# Hotteset Star Trek Babe



## machavez00 (Nov 2, 2006)

Who is the hottest Star Trek babe?


----------



## Mavrick (Feb 1, 2006)

Out of the ones on the list I have to say Lt Commander Jadzea Dax from DS9 but my all time fav was from the early years of TNG and is Lieutenant Tasha Yar


----------



## bcrab (Mar 7, 2007)

Gotta be 7 of 9.


----------



## machavez00 (Nov 2, 2006)

It was close between 7 of 9 and T'Pol for me


----------



## tsmacro (Apr 28, 2005)

I was actually partial to Kes on Voyager before they dumped her in favor of 7 of 9.


----------



## Stewart Vernon (Jan 7, 2005)

Yeah... someone missed from almost every generation...

Nurse Chapel (TOS)
Tasha Yar (TNG)
Kes (Voyager)
Ezri Dax (DS9 final season)

Also, I noted that the selection for "7 of 9" was actually #7 in a list of 10 above 

I liked the character of Jadzia Dax... but I actually like the girl who played Ezri better (she has been most recently on USA's the Dead Zone).

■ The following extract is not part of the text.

PR #5, opened 2026-05-04
feat: add Redis-backed BridgeStore implementation

Santosl2:


Salientekill:
And what if you don't have redis? What happens then?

I was partial to Hoshi from Enterprise, and Beverly Crusher from TNG though so I haven't voted yet.


----------



## quarrymen1 (Dec 14, 2006)

7 0f 9 no doubt!!!!!!!!!!


----------



## Capmeister (Sep 16, 2003)

7 of 9 was occasionally referred to as 36 of D.


----------



## JM Anthony (Nov 16, 2003)

Jeri! Jeri! Jeri!!!


----------



## machavez00 (Nov 2, 2006)

HDMe said:


> Yeah... someone missed from almost every generation...
> 
> Nurse Chapel (TOS)
> Tasha Yar (TNG)
> ...


I did not want it to be too large as there were a number of babes to choose from... Sela(Tasha's Daughter), Lursa and B'Etor and now that I think about it I should have B'Elanna Torres instaed of Janeway although Kate Mulgrew aint a bad looking lady, Seska, K'Ehleyr. .... you get the idea


----------



## machavez00 (Nov 2, 2006)

tsmacro said:


> I was actually partial to Kes on Voyager before they dumped her in favor of 7 of 9.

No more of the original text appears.